PROBLEM TO SOLVE:
Before you finish, make sure each line of the records has been retyped exactly.

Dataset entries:
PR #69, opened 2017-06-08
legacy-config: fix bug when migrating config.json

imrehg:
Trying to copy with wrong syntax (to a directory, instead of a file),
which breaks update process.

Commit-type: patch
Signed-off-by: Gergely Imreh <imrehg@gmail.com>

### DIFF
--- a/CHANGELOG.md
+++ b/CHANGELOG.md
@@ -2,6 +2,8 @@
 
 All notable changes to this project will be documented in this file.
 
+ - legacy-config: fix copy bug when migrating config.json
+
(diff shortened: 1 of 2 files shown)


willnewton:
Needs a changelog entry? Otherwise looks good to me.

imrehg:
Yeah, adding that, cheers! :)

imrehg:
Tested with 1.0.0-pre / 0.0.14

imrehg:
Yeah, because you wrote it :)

COMPLETED EXERCISE:
PR #69, opened 2017-06-08
legacy-config: fix bug when migrating config.json

imrehg:
Trying to copy with wrong syntax (to a directory, instead of a file),
which breaks update process.

Commit-type: patch
Signed-off-by: Gergely Imreh <imrehg@gmail.com>

### DIFF
--- a/CHANGELOG.md
+++ b/CHANGELOG.md
@@ -2,6 +2,8 @@
 
 All notable changes to this project will be documented in this file.
 
+ - legacy-config: fix copy bug when migrating config.json
+
(diff shortened: 1 of 2 files shown)


willnewton:
Needs a changelog entry? Otherwise looks good to me.

imrehg:
Yeah, adding that, cheers! :)

imrehg:
Tested with 1.0.0-pre / 0.0.14

imrehg:
Yeah, because you wrote it :)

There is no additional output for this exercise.